2. Closing. The issuance and delivery of the Note to be delivered later
shall take place at the offices of Sandbox on January 14, 1998 at 10 a.m. local
time, or at such other location, date and time as may be agreed upon between
Purchaser and Sandbox (such transaction being the "Closing" and such date and
time being the "Closing Date"). At the Closing Sandbox shall issue and deliver
to Purchaser the Note. In exchange for such delivery, Purchaser shall deliver
its check payable to the order of "Sandbox Entertainment Corporation" in the
amount of the Loan, or a wire transfer of such amount, as agreed by the parties.

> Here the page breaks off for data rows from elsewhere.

PR #80, opened 2022-09-22
USEID-479 Add endpoint for iOS universal link config file

pgurusinga:
## Problem
We want to enable Universal Link and we need to store it in our backend. The problem occurs (I don't know if this is an issue)  when the file is stored inside static resource, because the strict rule from Apple to not have the file extension, it causes the browser to download the file, because Spring assumes the file as non JSON and sets the file as `application/octet-stream`

## Proposed changes
Create a simple route for iOS

### DIFF
--- a/src/main/kotlin/de/bund/digitalservice/useid/statics/DeeplinkController.kt
+++ b/src/main/kotlin/de/bund/digitalservice/useid/statics/DeeplinkController.kt
@@ -1,0 +1,38 @@
+package de.bund.digitalservice.useid.statics
+
+import mu.KotlinLogging
+import org.springframework.http.MediaType
+import org.springframework.http.ResponseEntity
+import org.springframework.stereotype.Controller
+import org.springframework.web.bind.annotation.GetMapping
+import reactor.core.publisher.Mono
+
+@Controller
+class DeeplinkController {
+
+    private val log = KotlinLogging.logger {}
+
+    @GetMapping(
+        path = [".well-known/apple-app-site-association"],
+        produces = [MediaType.APPLICATION_JSON_VALUE]
+    )
+    fun getIOSUniversalLink(): Mono<ResponseEntity<IOSUniversalLink>> {
+        val appIds = listOf(
+            "VDTVKQ35RL.de.bund.digitalservice.UseID",
+            "VDTVKQ35RL.de.bund.digitalservice.UseID-Preview"
+        )
+        val components = listOf(Component(pathUrlName = "/eID-Client"))
+        val details = listOf(Details(appIds, components))
+        val universalLink = UniversalLink(details)
+
+        return Mono.just(
+            ResponseEntity.ok().contentType(MediaType.APPLICATION_JSON).body(IOSUniversalLink(universalLink))
+        )
+            .doOnError {
+                log.error("Failed to return iOS Universal Link config", it)
+            }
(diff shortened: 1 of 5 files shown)


src/main/kotlin/de/bund/digitalservice/useid/statics/DeeplinkController.kt
```diff
@@ -0,0 +1,38 @@
...
+
+        return Mono.just(
+            ResponseEntity.ok().contentType(MediaType.APPLICATION_JSON).body(IOSUniversalLink(universalLink))
+        )
+            .doOnError {
+                log.error("Failed to return iOS Universal Link config", it)
+            }
+            .onErrorReturn(
+                ResponseEntity.internalServerError().build()
+            )
```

3. Representations and Warranties of Sandbox . Sandbox represents and
warrants to Purchaser as follows:
(a) Organization and Standing; Charter and Bylaws. Sandbox has
requisite corporate power and authority to own its property and to carry on its
business as presently conducted or as proposed to be conducted. Sandbox has all
requisite legal and corporate power to sell and issue the Note, Warrant and the
Warrant Shares to Purchaser and in all other respects to carry out and perform
its obligations under this Agreement.
(b) Authorization. All corporate action on the part of Sandbox
necessary for the authorization, execution, and delivery of this Agreement, and
performance of all of Sandbox's obligations hereunder, including issuance and
delivery of the Note, the Warrant and the Warrant Shares, shall have been taken
prior to the Closing.
(c) Corporate Law Status. When the Note, Warrant, and the
Warrant Shares have been issued, delivered and paid for in accordance with this
Agreement, the Note, and the Warrant, they will be validly issued, fully paid
and non-assessable and will be free and clear of all liens, charges,
restrictions, claims and encumbrances imposed by or through any act or omission
on the part of Sandbox. With the exception of the rights of first offer held by
the holders of the Series A Preferred Stock of Sandbox pursuant to Section 2.1
of that certain Investor Rights Agreement (the "Investor Rights Agreement")
dated as of February 13, 1996 among Sandbox and certain Investors (as defined
therein), for which the Company is seeking appropriate consents and waivers, the
issuance, sale or delivery of the Note, the Warrant and the Warrant Shares are
not subject to any preemptive right of stockholders of Sandbox or to any right
of first refusal or other right in favor of any person that has not been waived
in writing.
(d) Validity. This Agreement has been duly executed and
delivered by Sandbox and constitutes the legal, valid and binding obligation of
Sandbox, enforceable in accordance with its terms, except as enforceability may
be limited by applicable bankruptcy, insolvency, reorganization, moratorium or
similar laws affecting the enforcement of creditor's rights generally, and
except as enforceability may be subject to general principles of equity, whether
applied in a court of equity or at law or by an arbitration panel.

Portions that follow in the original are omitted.